● **Input for this task**:
PR #409, opened 2021-01-28
Added DIME message

Sijisu:
Adding the old-school DIME (Direct Internet Message Encapsulation) format. Based on the 2002 Microsoft draft [here](http://xml.coverpages.org/draft-nielsen-dime-02.txt).

I was unsure on the folder where to put it, but settled on `network/`.

Thanks for this awesome project!

### DIFF
--- a/network/dime_message.ksy
+++ b/network/dime_message.ksy
@@ -24,6 +24,7 @@ doc: |
 doc-ref: 
   - https://tools.ietf.org/html/draft-nielsen-dime-02
   - https://docs.microsoft.com/en-us/archive/msdn-magazine/2002/december/sending-files-attachments-and-soap-messages-via-dime
+  - http://imrannazar.com/Parsing-the-DIME-Message-Format
 seq:
   - id: records
     type: record
@@ -53,25 +54,35 @@ types:
     doc: each individual fragment of the message
     seq:
       - id: version
+        doc: DIME format version (always 1)
         type: b5
       - id: is_first_record
+        doc: Set if this is the first record in the message
         type: b1
       - id: is_last_record
+        doc: Set if this is the last record in the message
         type: b1
       - id: is_chunk_record
+        doc: Set if the file contained in this record is chunked into multiple records
         type: b1
       - id: type_format
+        doc: Indicates the structure and format of the value of the TYPE field
         enum: type_formats
         type: b4
       - id: reserved
+        doc: Reserved for future use
         type: b4
       - id: len_options
+        doc: Length of the Options field
         type: u2
       - id: len_id
+        doc: Length of the ID field
         type: u2
       - id: len_type
+        doc: Length of the Type field
         type: u2
       - id: len_data
+        doc: Length of the Data field
         type: u4
       - id: options
         size: len_options
@@ -79,16 +90,19 @@ types:
       - id: options_padding
         type: padding
       - id: id
+        doc: Unique identifier of the file (set in the first record of file)
         type: str
         size: len_id
       - id: id_padding
         type: padding
       - id: type
+        doc: Specified type in the format set with type_format
         type: str
         size: len_type
       - id: type_padding
         type: padding
       - id: data
+        doc: The file data
         size: len_data
       - id: data_padding
         type: padding
--- a/network/dime_message.ksy
+++ b/network/dime_message.ksy
@@ -23,48 +23,48 @@ types:
   padding:
     doc: padding to the next 4-byte boundary
     seq:
-    - id: boundary_padding
-      size: (4 - _io.pos) % 4
+      - id: boundary_padding
+        size: (4 - _io.pos) % 4
   record:
     doc: each individual fragment of the message
     seq:
-    - id: version
-      type: b5
-    - id: is_first_record
-      type: b1
-    - id: is_last_record
-      type: b1
-    - id: is_chunck_record
-      type: b1
-    - id: type_format
-      enum: type_formats
-      type: b4
-    - id: reserved
-      type: b4
-    - id: len_options
-      type: u2
-    - id: len_id
-      type: u2
-    - id: len_type
-      type: u2
-    - id: len_data
-      type: u4
-    - id: options
-      size: len_options
-    - id: options_padding
-      type: padding
-    - id: id
-      size: len_id
-    - id: id_padding
-      type: padding
-    - id: type
-      size: len_type
-    - id: type_padding
-      type: padding
-    - id: data
-      size: len_data
-    - id: data_padding
-      type: padding
+      - id: version
+        type: b5
+      - id: is_first_record
+        type: b1
+      - id: is_last_record
+        type: b1
+      - id: is_chunck_record
+        type: b1
+      - id: type_format
+        enum: type_formats
+        type: b4
+      - id: reserved
+        type: b4
+      - id: len_options
+        type: u2
+      - id: len_id
+        type: u2
+      - id: len_type
+        type: u2
+      - id: len_data
+        type: u4
+      - id: options
+        size: len_options
+      - id: options_padding
+        type: padding
+      - id: id
+        size: len_id
+      - id: id_padding
+        type: padding
+      - id: type
+        size: len_type
+      - id: type_padding
+        type: padding
+      - id: data
+        size: len_data
+      - id: data_padding
+        type: padding
 enums:
   type_formats:
     0: unchanged
--- a/network/dime_message.ksy
+++ b/network/dime_message.ksy
@@ -1,0 +1,61 @@
+meta:
+  id: dime_message
+  title: DIME (Direct Internet Message Encapsulation) Message
+  license: CC0-1.0
+  endian: be
+doc: |
+  Direct Internet Message Encapsulation (DIME)
+  is an old Microsoft specification for sending and receiving
+  SOAP messages along with additional attachments,
+  like binary files, XML fragments, and even other
+  SOAP messages, using standard transport protocols like HTTP.
+doc-ref: 
+  - http://xml.coverpages.org/draft-nielsen-dime-02.txt
+  - https://docs.microsoft.com/en-us/archive/msdn-magazine/2002/december/sending-files-attachments-and-soap-messages-via-dime
+seq:
+  - id: dime
+    type: message
+types:
+  message:
+    seq:
+    - id: message
+      type: record
+      repeat: eos
+  record:
+    seq:
+    - id: version
+      type: b5
+    - id: first_record
+      type: b1
+    - id: last_record
+      type: b1
+    - id: chunck_record
+      type: b1
+    - id: type_format
+      type: b4
+    - id: reserved
+      type: b4
+    - id: options_length
+      type: u2
+    - id: id_length
+      type: u2
+    - id: type_length
+      type: u2
+    - id: data_length
+      type: u4
+    - id: options
+      size: options_length
+    - id: options_padding
+      size: (4 - _io.pos) % 4
+    - id: id
+      size: id_length
+    - id: id_padding
+      size: (4 - _io.pos) % 4
+    - id: type
+      size: type_length
+    - id: type_padding
+      size: (4 - _io.pos) % 4
+    - id: data
+      size: data_length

● **Exercise details**: Nothing but a number should be returned: the count of lines in the listing that contain the string "files".

● **Exercise answer**: 3